**PROVIDED RECORDS**
Issue #633, opened 2026-01-05
Write PSA driver for ML-DSA using mldsa-native


gilles-peskine-arm:
Add a PSA driver for ML-DSA. Provide unit tests with data generated using https://github.com/GiacomoPope/dilithium-py.

In this issue, only implement key import/export/export-public (ML-DSA-87 only) and deterministic pure ML-DSA signature and verification, one-shot only, no context.

Write some basic functional testing. We should test every function, but we're only looking for integration mistakes, not for algorithmic mistakes. We assume that mldsa-native is already functionally correct (see https://github.com/Mbed-TLS/TF-PSA-Crypto/issues/641).

Prototype: https://github.com/Mbed-TLS/TF-PSA-Crypto/pull/593

Prerequisite: https://github.com/Mbed-TLS/TF-PSA-Crypto/issues/628

Follow-ups: [key generation](https://github.com/Mbed-TLS/TF-PSA-Crypto/issues/634) (which it may be easier to do here, otherwise we might run into a problem with generated tests), [multipart sign-message and verify-message](https://github.com/Mbed-TLS/TF-PSA-Crypto/issues/635), [hedged signature](https://github.com/Mbed-TLS/TF-PSA-Crypto/issues/636), Hash-ML-DSA, [other parameter sets](https://github.com/Mbed-TLS/TF-PSA-Crypto/issues/632), context

52eason:
Hi Mbed TLS / TF-PSA-Crypto team,

We are evaluating ML-DSA for production firmware signature verification, where Mbed TLS is already used. The roadmap lists “ML-DSA – Initial support” for 2026 CQ2.

Could you share the estimated timeline for the release?

- Is 2026 CQ2 still the target?
- Will it include ML-DSA verification only, or sign + verify?
- Which parameter sets will be supported, especially ML-DSA-87?
- Will the implementation use **mldsa-native**?
- Should this be considered experimental, production-evaluation-ready, or production-ready?

Our use case is verify-only ML-DSA-87 firmware verification. We are deciding whether to wait for CQ2 support or temporarily integrate a separate backend behind our own abstraction.

Thank you.

gilles-peskine-arm:
We do not yet have MLDSA as an application-facing feature, and I don't have a timeline for that. We have started integrating mldsa-native, and a bootloader is also our top priority use case.

[...]

PR #690, opened 2026-02-11
Support committed generated test data and add PQCP test data

gilles-peskine-arm:
1. Prepare to support more committed generated files.
2. Prepare to support additional Python requirements from `framework/util/requirements.txt`.
3. Generate ML-DSA test data from a new script, in partial fulfillment of https://github.com/Mbed-TLS/TF-PSA-Crypto/issues/633. Requires steps 1 and 2.

A step towards https://github.com/Mbed-TLS/TF-PSA-Crypto/issues/633.

Needs preceding PR:

* [x] Small bug fix in mbedtls: https://github.com/Mbed-TLS/mbedtls/pull/10596
* [x] Framework part: https://github.com/Mbed-TLS/mbedtls-framework/pull/278

## PR checklist

- [x] **changelog** provided | not required because: 
- [x] **framework PR** provided https://github.com/Mbed-TLS/mbedtls-framework/pull/278
- [x] **mbedtls development PR** https://github.com/Mbed-TLS/mbedtls/pull/10626 (move from `check_option_lists.py` to `check_committed_generated_files.py`)
- [x] **mbedtls 3.6 PR** not required because: new features
- **tests**  provided


bjwtaylor (dismissed):
The PR looks good, I had one question mainly for interest as to what the plan is for testing code enabled by TF_PSA_CRYPTO_PQCP_MLDSA_87_ENABLED. A quick, but by no means extensive grep for this config didn't produce any results in the tests. Do we have CI tests currently added that will build and test with this config, or is this future planned work? Or have I misunderstood a part of the future architecture?

gilles-peskine-arm:
@bjwtaylor A lot of `all.sh` components, and the `Windows-NNNN` jobs, are based on the `full` config, which enables most commented out boolean options in `*config.h`. So new experimental features such as MLDSA are tested in these components unless explicitly disabled.

You can check which components run a specific test, or with a specific option enabled, in the [outcome file](https://mbed-tls.readthedocs.io/en/latest/kb/testing/testing-ci/#outcome-analysis). The outcome-analysis job on the CI fails if a test case is never executed.

mpg:
> * **mbedtls 3.6 PR** not required because: new features

Well, should we backport the removal of the line length limitation in test data files there? I feel in the future it's going to be annoying if we have some test data that works in crypto/developmnet but then fails when trying to backport to 3.6.

gilles-peskine-arm:
> should we backport the removal of the line length limitation in test data files there? I feel in the future it's going to be annoying if we have some test data that works in crypto/developmnet but then fails when trying to backport to 3.6.

I get your point. But also, in 3.6, currently, you can run some test suites without a heap, if the library is built without a heap. Granted, few test suites don't use malloc themselves anyway, and few users on constrainted platforms actually run the unit tests. But that's still the sort of requirement change that I'm uncomfortable with in an LTS branch.

valeriosetti (dismissed):

tests/suites/host_test.function
```diff
@@ -78,54 +71,81 @@ static int verify_int(char *str, intmax_t *p_value)
...
     do {
-        ret = fgets(buf, len, f);
+        ret = fgets(buffer->content + offset, buffer->size - offset, f);
         if (ret == NULL) {
-            return -1;
+            return (size_t) -1;
+        }
+        length = offset + strlen(buffer->content + offset);
+
+        if (length == buffer->size - 1 && buffer->content[length] != '\n') {
```
mpg: I think at this point we know `buffer->content[length]` is `'\0'` considering the way we computed `length`. You probably mean `buffer->content[length - 1]` here.

tests/suites/host_test.function
```diff
@@ -78,54 +71,81 @@ static int verify_int(char *str, intmax_t *p_value)
...
+            mbedtls_free(buffer->content);
+            buffer->content = new_buffer;
+            buffer->size = new_size;
+            offset = length;
+            continue;
         }
 
-        str_len = strlen(buf);
+        /* Now we have a full line. */
+        offset = 0;
```
mpg, line 128: I can't see this variable being used until the end of this function, so this looks like a dead store to me. Am I missing something?

tests/suites/host_test.function
```diff
@@ -78,54 +71,81 @@ static int verify_int(char *str, intmax_t *p_value)
...
+        }
+
+        if (length == 0) {
+            /* Skip empty line */
             continue;
         }
-        has_string = 0;
-        for (i = 0; i < str_len; i++) {
-            char c = buf[i];
-            if (c != ' ' && c != '\t' && c != '\n' &&
```
mpg, line 111: Ok, so it seems we used to have logic to skip lines consisting of only whitespace. I'm no longer seeing this logic in the new code. I don't think that's wrong (we probably don't have lines that are empty except for whitespace in our data files) but I'd like to confirm this was intentional.

tests/scripts/components-basic-checks.sh
```diff
@@ -31,6 +31,12 @@ component_tf_psa_crypto_check_python_files () {
     $FRAMEWORK/scripts/check-python-files.sh
 }
 
+support_tf_psa_crypto_check_generated_files () {
+    # For generate_mldsa_tests.py, which is run
+    # from check_committed_generated_files.py
+    python3 -c 'import dilithium_py' 2>/dev/null || return 1
+}
+
```
mpg: Minor: should we split `check_committed_generated_files.py` into its own component? It has stronger requirements than the rest of the component, and as discussed elsewhere we might want to run that component on a different schedule (like only in the nightlies in the short term, and in the longer term only in the tf-psa-crypto CI proper, as opposed to the framework CI running (part of) the tf-psa-crypto CI).

tests/suites/test_suite_pqcp_mldsa.function
```diff
@@ -60,3 +67,95 @@ exit:
...
+}
+/* END_CASE */
+
+/* BEGIN_CASE depends_on:TF_PSA_CRYPTO_PQCP_MLDSA_87_ENABLED */
+void sign_deterministic_pure_87(data_t *private_key,
+                                data_t *message,
+                                data_t *expected_signature)
+{
+    uint8_t *signature = NULL;
+    size_t signature_size = MLDSA_SECRETKEYBYTES(87);
```
mpg: Shouldn't this be `MLDSA_BYTES(87)` instead?

(Btw I'm not a big fan of the name of this macro, I'd have preferred something more explicit like `MLDSA_SIGNATURE_BYTES()`, cause here it's like the size of what? Well not secret key or public key cause they have their own macro, so by elimination it must be signatures. And "by elimination" should never be a step in inferring the meaning of something from its name. But anyway, that's vastly out of scope here.)

tests/suites/test_suite_pqcp_mldsa.function
```diff
@@ -60,3 +67,95 @@ exit:
...
+    /* Calculate and check the deterministic signature */
+    size_t signature_length = SIZE_MAX;
+    TEST_EQUAL(tf_psa_crypto_pqcp_mldsa87_signature_internal(signature,
+                                                             &signature_length,
+                                                             message->x, message->len,
+                                                             prefix, prefix_length,
+                                                             rnd,
+                                                             private_key->x,
+                                                             0), 0);
+    TEST_EQUAL(signature_length, MLDSA_BYTES(87));
```
mpg, line 129: That seems a bit redundant with the length checks done by `TEST_MEMORY_COMPARE` below, and the sanity checks done on the test data above.

tests/suites/test_suite_pqcp_mldsa.function
```diff
@@ -60,3 +67,95 @@ exit:
...
+                                data_t *message,
+                                data_t *expected_signature)
+{
+    uint8_t *signature = NULL;
+    size_t signature_size = MLDSA_SECRETKEYBYTES(87);
+    const uint8_t prefix[2] = { 0, 0 }; // pure ML-DSA with empty context
+    const size_t prefix_length = sizeof(prefix);
+    const uint8_t rnd[MLDSA_RNDBYTES] = { 0 };
+
+    TEST_CALLOC(signature, signature_size);
```
mpg, line 114: Actually, not even sure why we have `signature_size` instead of directly doing `TEST_CALLOC(signature, expected_signature->len)`.

tests/suites/test_suite_pqcp_mldsa.function
```diff
@@ -60,3 +67,95 @@ exit:
...
+    TEST_EQUAL(public_key->len, MLDSA_PUBLICKEYBYTES(87));
+    TEST_EQUAL(signature->len, MLDSA_BYTES(87));
+
+    /* Verify the signature */
+    TEST_EQUAL(tf_psa_crypto_pqcp_mldsa87_verify(signature->x, signature->len,
+                                                 message->x, message->len,
+                                                 NULL, 0,
+                                                 public_key->x), 0);
+
+    /* Verify that a one-bit-off signature is wrong */
```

**TASK STATEMENT**
Search the records for the string "longer", and copy every line that holds it.

**FINISHED EXERCISE**
mpg, line 111: Ok, so it seems we used to have logic to skip lines consisting of only whitespace. I'm no longer seeing this logic in the new code. I don't think that's wrong (we probably don't have lines that are empty except for whitespace in our data files) but I'd like to confirm this was intentional.
mpg: Minor: should we split `check_committed_generated_files.py` into its own component? It has stronger requirements than the rest of the component, and as discussed elsewhere we might want to run that component on a different schedule (like only in the nightlies in the short term, and in the longer term only in the tf-psa-crypto CI proper, as opposed to the framework CI running (part of) the tf-psa-crypto CI).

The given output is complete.